I made my way down the stairs to where he was waiting, and once the lecture hall was empty, I was alone with Professor Long.

“Beatrice Morrison. My, my, my. What an honor.”

I sighed and instantly became annoyed. “Can I help you, Professor Long?”

“Sure you can. But that might be considered inappropriate considering my station here.”

My eyes narrowed as I looked at him. “Professor, I don’t like where this is going.”

“Oh, I have a feeling you will if you give it a chance.”

“Unless you want to talk about something class related, I should go.” I turned to leave when he grabbed my wrist with a strong grip, and it made me spiral around back to facing him. “Please, let me go.” I was in bargaining mode. I didn’t think he would try to hurt me, but anyone who had such a strong hold on my wrist made me believe they were capable of destruction.

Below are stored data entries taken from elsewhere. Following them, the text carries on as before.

Issue #1833, opened 2024-06-11
Increase game components' height to utilize all of the available vertical space


G2HJei:
This space is currently unused and it would be nice if it was since it will reduce scrollong just a little bit.

![image](https://github.com/Longwelwind/swords-and-ravens/assets/44836615/ecec50a2-e405-47ae-b11a-8f16d34d7088)

PR #1834, opened 2024-06-11
Increase game components' maxHeight to utilize all of the available v…

G2HJei:
#1833

Increase game components' maxHeight to utilize all of the available vertical space:

image

This is useful since the map is usually scrollable on most screens and this will reduce this a little.

### DIFF
--- a/agot-bg-game-server/src/client/IngameComponent.tsx
+++ b/agot-bg-game-server/src/client/IngameComponent.tsx
@@ -243,7 +243,7 @@ export default class IngameComponent extends Component<IngameComponentProps> {
         const tracks = this.tracks;
 
         return <>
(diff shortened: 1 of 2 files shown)


gereon77:
@G2HJei Thanks for your contribution! To be honest... I don't remember why I have chosen 95% viewheight but I am sure it had a reason. I will retest it locally and check how it looks with 100%. If it doesn't cause any side effects in any scenario, I'll merge this PR.

gereon77:
@G2HJei 100vh is causing outer scrollbars on 1080x1920:

image


Therefore I keep 95vh and drop this branch.

G2HJei:
It is probably due to an element on the 8player map having extra margins. I will see if I can find it and create a new PR. 🙂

“I’ll see you at that little club the students like so much. I hear you’re the best cocktail waitress they’ve got.” He let me go, and I ran out of the lecture hall before he could find a reason to keep me there. I didn’t want this. I didn’t like it and I was hoping I was wrong. God I wanted to be wrong.

 

***

 

I kept seeing Professor Long at work, and I was beginning to wonder how many waitresses I’d have to make deals with to serve him so I wouldn’t have to. I watched him from the bar, and I couldn’t tell if he was watching me or not.

“He’s asking for you again, and he can
see
you watching. Why don’t you go talk to him?” one of the other waitresses said. “He’s probably lonely.”

“He’s got a wedding ring on.”

“He may be a part of the dead wives club. He may keep it on in memoriam.”

“How likely is that?”

“I’ve got no clue. Please go talk to him. He’s keeping me from my other tables.”

I sighed and gave up. No one was willing to help me stay away from him anymore. I went up to his table and crossed my arms over my chest.

“When are you going to realize I’m only going to keep avoiding you?”

“When are you going to realize you’re missing out?” He drummed his fingers along the tabletop, and I screwed up my facial features as I looked at him.

“What am I exactly missing out on?”

“A good time with someone who knows what they’re doing.”

I laughed. “Yeah, because I’m totally missing out on that from people who tell me that.” He grabbed my wrist, and I eyed his wedding ring. “You’re married. Or you were. What about your wife?”